## [INPUT DATA]
PR #548, opened 2020-03-03
src/main: the 'convert' subcommand deserves --mksquashfs-args, too.

ejoerns:
In 7a390661f089f438855d5ff3c61e7a43ca1ffb99 (#537) the --mksquashfs-args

## [TASK]
Please retype the listing above with no line missing.

## [WRITTEN SOLUTION]
PR #548, opened 2020-03-03
src/main: the 'convert' subcommand deserves --mksquashfs-args, too.

ejoerns:
In 7a390661f089f438855d5ff3c61e7a43ca1ffb99 (#537) the --mksquashfs-args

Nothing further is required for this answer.